Af en toe kan ik verbaasd kijken naar m’n eigen leven. Het is alsof er op dat moment een persoon uit een ander tijdperk in me kruipt en meekijkt met mijn leven. Soms zijn die ‘meekijkers’ mensen die ik ken, zoals m’n oma die aan het begin van de vorige eeuw is geboren, op het land leefde en elf kinderen op de wereld heeft gezet. Als haar ogen met me meekijken, dan is het leven met twee kleine jongens niét druk en is het combineren van het moederschap met het opvoeden van twee kleine kinderen een peulenschilletje, ook al willen sommige damesbladen me laten geloven dat het een hele uitdaging is.
Terwijl ik luister naar een verhitte discussie in een vergadering bij een klant, kijkt er plots iemand uit het stenen tijdperk met me mee. “Wat is er hier aan de hand?” fluistert m’n meekijker me toe: “Waarom zijn die mannen zo boos? Zijn er ernstige problemen voor jouw stam?” Ik glimlach. Ernstige problemen, ach, het gaat misschien wat ver om de nieuwe communicatiestrategie waar nog niet iedereen zich in kan vinden als een ernstig probleem te bestempelen.
“Wat is er dan met jouw stam?” gaat de stem door, “Is er een hongersnood”. Ik lach bijna hardop, een hongersnood! Ik kan me eerlijk gezegd niet herinneren wanneer er in ons land voor het laatst een echte hongersnood is geweest. In het midden van de vorige eeuw, inmiddels al meer dan 50 jaar geleden, is er één winter honger geweest, de laatste winter van de oorlog. Maar echt een grote lange hongersnood? Structureel? In ons land? Die is verdwenen uit ons collectieve geheugen.

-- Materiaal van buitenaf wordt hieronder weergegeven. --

PR #328, opened 2020-09-02
Add S3 Bucket Tag in S3 Bucket v1alpha3 api

kelvinwijaya:
Description of your changes
This PR aims to add Tagging feature support for the S3Bucket v1alpha3, this feature should help in terms of add tags for AWS billing purposes. Also the changes might be useful and be propagated into the next version v1beta1 release

Checklist
I have:

[✔️] Run make reviewable to ensure this PR is ready for review.
[✔️] Ensured this PR contains a neat, self documenting set of commits.
[✔️] Updated any relevant documentation, examples, or release notes.
[ ] Updated the dependencies in app.yaml to include any new role permissions


pkg/controller/s3/s3bucket.go
```diff
@@ -183,6 +186,28 @@ func (r *Reconciler) _sync(bucket *bucketv1alpha3.S3Bucket, client s3.Service) (
...
+		if err != nil {
+			return err
+		}
+	}
+	return nil
+}
+
+// helper function to perform S3 Bucket Tags update
+func updateTagging(bucket *bucketv1alpha3.S3Bucket, client s3.Service) error {
+	if bucket.Spec.Tags != nil {
```
muvaf, line 202: I see that we're not checking whether we need an update or not. Is this because `PutBucketTagging` is idempotent?

muvaf (approved):
LGTM! From what I can tell, it makes the `PutBucketTaggingRequest` in each reconcile even if they don't need to be updated and there isn't a mechanism to delete a tag. But since v1beta1 is on its way, I think it's fine to have these missing pieces for now to unblock key use cases with tags.

pkg/controller/s3/s3bucket.go
hasheddan: Would probably be good to still not make the call even if idempotent

examples/storage/bucket/resource-class.yaml
```diff
@@ -14,3 +14,25 @@ specTemplate:
   providerConfigRef:
     name: example
   reclaimPolicy: Delete
+---
+apiVersion: storage.aws.crossplane.io/v1alpha3
```
hasheddan, line 18: You are welcome to just replace the existing one with the one with tags if you like :+1:

hasheddan (commented):
CI failure was a flake, just retriggered :+1:

pkg/controller/s3/s3bucket.go
kelvinwijaya: Yes it should be idempotent, the condition is just to cater CR that don't required tagging so it doesn't make unnecessary API call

“Wat is er dan aan de hand”, blijft m’n meekijker doorvragen. “Worden jullie aangevallen door een andere stam en zijn alle vrouwen geroofd”. Ik glimlach opnieuw. Als ik de verhitte gezichten om me heen zie, dan zou ik hier haast in geloven. Toch zijn de partners van deze mannen gewoon veilig thuis of op hun werk. “Tja, een oorlog en strijd tussen de mannen van de stammen is altijd lastig”, gaat de stem van m’n meekijker verder. “Vaak gaat zo’n oorlog om onbelangrijke dingen, maar voor de mannen zelf is hij wel belangrijk. Het gaat voor hen om status, om macht. Met een oorlog willen ze laten zien hoe sterk en machtig ze zijn. Ook al heeft de rest van de stam er vooral last van. Wij willen gewoon rustig ons leven leiden in vrede en voorspoed. Zo kunnen we in alle rust onze akkers bewerken en hebben we meer dan genoeg te eten.”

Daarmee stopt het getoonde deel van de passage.